Soyada antikarsinojenik etkili saponinler folik asitler, proteaz inhibitörleri, fitosteroller,fitik asit ve isoflavonlar bulunur. İsoflavonlar, östrojene yapısal olarak benzerliği olan flavonoidlerdir. Soya ve soya fasulyesi bazlı ürünler başlıca kaynaklarıdır. Genistein, diadzein ve glycitein soya fasulyesi isoflavonlarıdır. (Şafak, 2014: 24). Menopoz semptomlarını ve osteoporoz görülme aralığında azaltır. Kanser hücresinin artmasını engelleyici etkisi söz konusudur. Prostat, göğüs, tiroit, endometriyal, kolorektal ve deri kanseri üzerinde olumlu etkileri bulunmaktadır. Soyalı besinlerin kan glikoz ve inselin seviyelerinde kontrol sağladığı da bilinmektedir (Kandıralı, 2014: 25).

2.1.3.7. Polifenoller

Polifenollerin antioksidan aktivitesi demiri indirgeme gücüne ya da serbest radikalleri bağlama kapasitesine sahiptir.

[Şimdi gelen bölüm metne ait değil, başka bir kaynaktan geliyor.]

PR #2397, opened 2017-11-22
Storing naming and merging scheme for the commands

josenavas:


qiita_db/handlers/plugin.py
```diff
@@ -101,9 +101,11 @@ def post(self, name, version):
             req_params = loads(self.get_argument('required_parameters'))
             opt_params = loads(self.get_argument('optional_parameters'))
 
-            for p_name, (p_type, dflt) in opt_params.items():
-                if p_type.startswith('mchoice'):
-                    opt_params[p_name] = [p_type, loads(dflt)]
+            for p_name, vals in opt_params.items():
+                if vals[0].startswith('mchoice'):
+                    opt_params[p_name] = [vals[0], loads(vals[1])]
+                    if len(vals) == 4:
```
antgonza: Just to be in the safe side, should this be `>= 4`?

antgonza: Just noticed that below you check for `== 4` and if greater you raise an error, this is also a fine behavior

PR #2404, opened 2017-11-27
add visibility to analysis

antgonza:
Here I'm adding the main background functionality to generate the 2 list for public and not public analysis. These changes are based on the artifacts and study code. Note that generate_analysis_list is not actually used anywhere but it has tests and the plan is to have another PR which uses it to display all analysis.


qiita_db/analysis.py
```diff
@@ -525,19 +525,70 @@ def can_be_publicized(self):
 
         Returns
         -------
-        bool
-            Whether the analysis can be publicized or not
+        bool, list
+            Whether the analysis can be publicized or not and the list of not
```
ElDeveloper: not public -> private ?

ElDeveloper: Also this bool and list should be two different return arguments in the docstring:

```
Returns
-------
bool
    foo bar baz
list
    foo fo foooooooo
```

qiita_db/analysis.py
```diff
@@ -525,19 +525,70 @@ def can_be_publicized(self):
...
+        """Returns if the analysis is public
+
+        Returns
+        -------
+        bool
+            If the analysis is public
+        """
+        with qdb.sql_connection.TRN:
+            # getting all root artifacts / command_id IS NULL
+            sql = """SELECT visibility
```
ElDeveloper: Minor, but this query could probably also use a `DISTINCT`. Though the only noticeable benefits would be if this table is returning a lot of visibilities.

qiita_db/support_files/patches/63.sql
```diff
@@ -1,12 +0,0 @@
--- Nov 22, 2017
```
ElDeveloper: Why was this patch removed and merged with 62.sql?

qiita_db/test/test_analysis.py
```diff
@@ -556,6 +556,21 @@ def test_add_file(self):
...
 
+    def test_is_public_make_public(self):
+        analysis = self._create_analyses_with_samples()
+        self.assertFalse(analysis.is_public)
+
+        # testing errors
+        with self.assertRaises(ValueError):
+            analysis.make_public()
+
+        # testing successfully makeing public
```
ElDeveloper: makeing -> making

qiita_db/util.py
```diff
@@ -1674,3 +1674,63 @@ def open_file(filepath_or, *args, **kwargs):
...
+
+def generate_analysis_list(analysis_ids, public_only=False):
+    """Get general analysis information
+
+    Parameters
+    ----------
+    analysis_ids : list of ints
+        The analysis ids to look for. Non-existing ids will be ignored
+    public_only : bool, optional
+        If true, return only public anaysis. Default: false.
```
ElDeveloper: anaysis -> analyses

qiita_db/util.py
```diff
@@ -1674,3 +1674,63 @@ def open_file(filepath_or, *args, **kwargs):
...
+
+    Returns
+    -------
+    list of dict
+        The list of studies and their information
+
+    Notes
```
ElDeveloper: Any notes? If not, can you remove this section?

qiita_db/support_files/patches/63.sql
antgonza: We decided that we will only have on patch per dev cycle.

ElDeveloper: Got it, 👍

PR #2405, opened 2017-11-28
Fix 2343

antgonza:
Review/merge first https://github.com/biocore/qiita/pull/2404. This connects the visibility changes in the Analysis with GUI and generates the 2 analysis lists. Looks like:
screen shot 2017-11-27 at 6 20 18 pm


qiita_pet/templates/list_analyses.html
```diff
@@ -22,83 +43,152 @@
...
-      </tr>
+<div class="row">
+  <div class="col-sm-12" id="user-studies-div">
+    <h3 class="gray-msg">Your Analyses</h3>
+    <table id="user-analyses-table" class="table table-bordered gray-msg">
+      <thead>
+        <tr>
+          <th>Artifacts</th>
+          <th>Analysis Name</th>
+          <th>Timestamp</th>
```
ElDeveloper: I believe this is the creation timestamp. Could it instead read "Creation Timestamp" or something like that?

qiita_db/util.py
```diff
@@ -1722,8 +1726,15 @@ def generate_analysis_list(analysis_ids, public_only=False):
...
             if mapping_files == [None]:
                 mapping_files = []
+            else:
+                mapping_files = [
+                    (mid, get_filepath_information(mid)['fullpath'])
+                    for mid in mapping_files]
             if artifacts == [None]:
                 artifacts = []
+            else:
+                # making sure they int so they don't brake the GUI
```
ElDeveloper: they int -> they are int (?)
brake -> break

ElDeveloper:
Thanks @antgonza!

PR #2407, opened 2017-11-28
button to make analysis public

antgonza:
Button to make it public:
screen shot 2017-11-28 at 1 19 31 pm

Error when can't delete:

Polifenoller şeklinde adlandırılan antioksidanlar en zengin biyoaktif bileşiklerdir ve Vitamin C tüketimine göre bu bileşiklerin diyetteki günlük 1 gr’ının tüketimi, 10 kat daha önemlidir. Bu sebeple polifenoller güçlü antioksidanlar şeklinde değerlendirilmektedir (Tekün, 2016: 26).

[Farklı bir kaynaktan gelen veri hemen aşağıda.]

PR #2408, opened 2017-11-29
Improving processing network

josenavas:
This builds on top of @antgonza's previous improvement removing duplicated code.

Specifically, what I'm doing here is creating a single Vue component that generates the entire processing graph and takes care of all the steps involved on the creation of workflows and execute them. The good thing on having it as a Vue component is that it is setting it up for being able to automatically update the graph interface as jobs are being completed.

At this point, all the relevant code has been moved, and one can create workflows and submit them in the analysis pipeline.

TODOs:
- [x] Modify the processing (study) pipeline to use the new component (currently is completely broken)
- [x] Update the processing pipeline endpoints so they're normalized with the analysis pipeline ones (some of the answers use different nomenclature for the same data representation, which makes the generalization hard - normalizing this nomenclature it is essential for the common class to work).
- [x] Update the endpoints that provide the graph to include all jobs related with the current graph. At this point it only returns the completed ones, but it should return all of them (running, errored or in_construction) so in the graph we will have all the information regarding to the status of the jobs being executed.

This PR is already quite big, but it is mainly moving code around and adapting the function signatures. The automatic update of the graph interface will be out of scope for this PR, so that part would be easier to review. However, I would like to have the above 3 points completed before merging this, so we have a working system in "dev" (which currently is broken BTW).


qiita_pet/static/js/networkVue.js
```diff
@@ -0,0 +1,769 @@
...
+    $("#processing-network-div").hide();
+
+    $('#run-btn').on('click', function() { vm.runWorkflow(); });
+    $('#run-btn-div').hide();
+    // This call to udpate graph will take care of updating the jobs
+    // if the graph is not available
+    vm.updateGraph();
+    setInterval(function() {
+      // Only update if the graph has not been generated yet
+      if (vm.nodes.length == 0) {
```
antgonza: This is the interval the graph is gonna be refreshed, currently 5 seconds ... to fast/slow? should it be smarter? like only refresh the GUI if there are actual changes in the network?

antgonza:
Just saw your comments and now it makes sense about how little python changes are in this PR.

qiita_db/artifact.py
```diff
@@ -1115,23 +1119,98 @@ def descendants_with_jobs(self):
             sql = """SELECT *
```
antgonza: Can you list the columns that you are retrieving? I'm mainly concern about the order, which is assumed in the for loop

qiita_db/artifact.py
```diff
@@ -1115,23 +1119,98 @@ def descendants_with_jobs(self):
...
+            # The code above returns all the jobs that have been successfully
+            # executed. We need to add all the jobs that are in all the other
+            # status. Approach: Loop over all the artifacts and add all the
+            # jobs that have been attached to them.
+            visited = set()
+            queue = nodes.keys()
+            while queue:
+                current = queue.pop(0)
+                if current not in visited:
+                    visited.add(current)
```
antgonza: should this be the last line within this if? Just worry that something fails in the if/elifs and we still add the current.

qiita_db/artifact.py
```diff
@@ -1115,23 +1119,98 @@ def descendants_with_jobs(self):
...
+                        jstatus = n_obj.status
+                        # If the job is in success we don't need to do anything
+                        # else since it would've been added by the code above
+                        if jstatus != 'success':
+                            # Connect the job with his input artifacts, the
+                            # input artifacts may or may not exist yet, so we
+                            # need to check both the input_artifacts and the
+                            # pending properties
+                            for in_art in n_obj.input_artifacts:
+                                edge = (nodes[in_art.id], nodes[n_obj.id])
```
antgonza: These 3 lines are used over and over, perhaps add a _function for this?
```
edge = (nodes[in_node_id], nodes[n_obj.id])
if edge not in edges:
   edges.add(edge)
```

qiita_db/processing_job.py
```diff
@@ -1031,14 +1031,36 @@ def processing_job_worflow(self):
             The processing job workflow the job
         """
         with qdb.sql_connection.TRN:
-            sql = """SELECT processing_job_workflow_id
-                     FROM qiita.processing_job_workflow_root
-                     WHERE processing_job_id = %s"""
+            # Retrieve the workflow root jobs
+            sql = "SELECT * FROM qiita.get_processing_workflow_roots(%s)"
```
antgonza: could you add what you are "SELECTing"? Same concern than before.

qiita_pet/handlers/api_proxy/prep_template.py
```diff
@@ -624,37 +625,48 @@ def prep_template_graph_get_req(prep_id, user_id):
...
-    G = prep.artifact.descendants
-    node_ids = [id_ for id_, label in node_labels]
-    edge_list = [(n.id, m.id) for n, m in G.edges()
-                 if n.id in node_ids and m.id in node_ids]
 
-    return {'status': 'success',
-            'message': '',
-            'edge_list': edge_list,
-            'node_labels': node_labels}
+def prep_template_jobs_get_req(prep_id, user_id):
```
antgonza: Should this check for permission access? Also, currently, user_id is not used in the code

qiita_pet/handlers/analysis_handlers/base_handlers.py
```diff
@@ -125,36 +126,17 @@ def analyisis_graph_handler_get_request(analysis_id, user):
...
-            nodes.add((obj_type, otype, obj.id, name))
-
-        edges.update({(s[1].id, t[1].id) for s, t in g.edges()})
-
-    # Nodes and Edges are sets, but the set object can't be serialized using
-    # JSON. Transforming them to lists so when this is returned to the GUI
-    # over HTTP can be JSONized.
-    return {'edges': list(edges), 'nodes': list(nodes)}
+        if a.processing_parameters is None:
+            g = a.descendants_with_jobs
```
antgonza: My only concern with this approach is that you are generating the initial graph `a.descendants_with_jobs` and then formatting to JS `get_network_nodes_edges`. In other words, you are doing the same thing twice. What about generating the JS from within the artifact? This might safe loops and we can think it as a different `print` format for the artifact ...

qiita_db/artifact.py
josenavas: Done

qiita_db/artifact.py
josenavas: I've added an else that raises an error if `n_type`is not in `['artifact', 'job', 'type']`. That should never happen but better be safe than sorry.

qiita_db/artifact.py
josenavas: Done

qiita_db/processing_job.py
josenavas: Done

qiita_pet/handlers/analysis_handlers/base_handlers.py
josenavas: That would be coupling the representation of the data to the current interface. Note that `descendants_with_jobs` is returning a rich object (network.DiGraph) which we use in other parts of the code to access those objects. However, the JS representation of it is just 2 lists (nodes and edges) which will make it harder to do any traversing of the graph (i.e. we would need to re-implement those traversals that are already in networkx).

qiita_pet/handlers/api_proxy/prep_template.py
josenavas: Added - also a test for that case

qiita_pet/handlers/analysis_handlers/base_handlers.py
antgonza: After offline discussion, we will see general behavior on test server and reevaluate.

PR #2411, opened 2017-11-29
Fix comments from meeting in analysis list

antgonza:


antgonza:
Just for clarity, this fixes:
1. The sorting by parameter, remember that each of the examples below are activated via the command parameters
   - Without any parameters in the commands: 1-noparams
   - Adding deblur per file option: 2-deblur-filetype
   - Adding trim length: 3-trim
   - AGP: agp
2. The study list
   - The multiple mapping files was an actual bug (it was linking the tgz/biom that are not part of the new analysis)
   - Added the visibility column: analysis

Yeşil çay zengin polifenol içeriği sayesinde kan glikozu ve kardiyovasküler rahatsızlıklar üzerine olumlu etkiler yaratmaktadır. Yapılan epidemiyolojik çalışmalarda yeşil çay tüketenlerde Tip 2 DM’nin daha az sıklıkla görüldüğü tespit edilmiştir. Bununla birlikte yeşil çay içeriğindeki polifenolun insülin duyarlılığını arttırdığı, kan basıncı ile kolesterolü düşürdüğü ve glikoz homeostazını düzenlediği çeşitli araştırmalarda ortaya konulmuştur (Otay, 2016: 31).